Chinese people are generally a joy to be around. They are curious, friendly, they love their
country and they are interested in what you think of their country. They will go out of their way to help you, whether they are capable of helping you or not,
which can cause problems. For example, when you ask for directions and they don't know, they
would rather guess the answer than admit they can’t help. You can end up being sent in all different directions by several people, all trying their hardest to help you but not having a clue where it is you want to be. You can end up walking around in circles becoming increasingly frustrated that no-one will admit they haven't got a clue where your hostel/the bus station/the train station is! We have learned to look for the signs, and the slightest hesitation will lead us to believe that they really haven't got a clue.All western tourists are a curiosity to a point and you become accustomed to being blatantly stared at. Obviously Paul, with his height and tattoos, attracts a lot of attention and is the subject of hundreds of photographs no doubt posted on Weibo (China's Facebook). Often people will just come up to us and chat away in Mandarin (or whatever their native language is). They really don't seem to care that we haven’t got a clue what they are going on about, they are just happy to chat.
Kunming twinned with...Wagga Wagga! |
There are of course some parts of the Chinese culture with which we are uncomfortable at best, but what right have we to inflict our views and our morals? We are visitors to this country and have to embrace it as a whole, even if we do not accept certain parts of the culture (or indeed the politics which is a whole other subject) as being savoury. It is often a topic for discussion in the hostel bar with our fellow travellers and by and large most people view their experiences and reactions rather objectively alongside the realisation that they are visitors in a country with a culture fairly alien to their own.

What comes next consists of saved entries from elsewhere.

PR #123, opened 2020-05-15
Scenario upload rework

DenysGonchar:
This PR reworks scenario (module) uploading to amoc cluster. Now the PUT HTTP method is used instead of POST, so JSON encoding of erlang code is not required any more. 

Please note that there is no support for file uploading using PUT method in the current swagger 2.0 user interface.

REST API documentation will be updated in a subsequent PR.


michalwski:
Oh, and I just noticed, that dialyzer returns some errors after these changes.

DenysGonchar:
> Why do we need to change the method from POST to PUT? PUT seems better as file upload is idempotent and it's the default method in `curl -T`. Was this the reason?

yes, PUT is more appropriate for these purposes.

chrzaszcz:
I was still waiting for the answer for this question:

> I see that there is a new path /upload needed to handle the new content type, right? Why do we need application/json for /scenarios though as there is only GET there now?

DenysGonchar:
Because that is declaration of response type for this GET request.

chrzaszcz:
> Because that is declaration of response type for this GET request.

I still don't think I got the answer. Let me rephrase the question then:

Why use a separate path `/uploads` instead of `/scenarios` as before? It is not wrong, I just would like to know your exact motivation.

DenysGonchar:
I prefer to have different paths for different functionality. it's easier to keep codebase clean, and easier to explain in docs.

michalwski:
It just came to my mind that, maybe path like `/scenarios/upload` would more self-explanatory here.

China is a beautiful country. Yes, there is lots of industry and the landscape is scarred in places with extensive evidence of almost unrestrained excavation by man of fuel and minerals, but there is also mile upon mile of farming, and the mountains and desert are vast and impressive. The pollution is appalling in the big cities and industrial areas and it is amazing how tangible it is – you can see it, smell it and taste it: it is much worse that we envisaged. However, as an optimist I am hoping that there may be truth in something that Oliver the Swiss guy we met in Chengdu said. He felt that because China has seen an extraordinary industrial, commercial and economic revolution take place over 10 years, unprecedented in the modern world, if it were to decide one day to clean up its environmental act, then given its current track record, it could do it in a much shorter time span than we could ever imagine. We shall see Oliver is right and indeed whether the environment ever reaches the top of the agenda.
Our next stop after Kunming was to head slightly north to Lijiang, one of the pearls in Yunnan province. We booked a hostel ahead and after 3 relaxing days in Kunming set off on the day train, hoping to enjoy some of the legendary Yunnan scenery.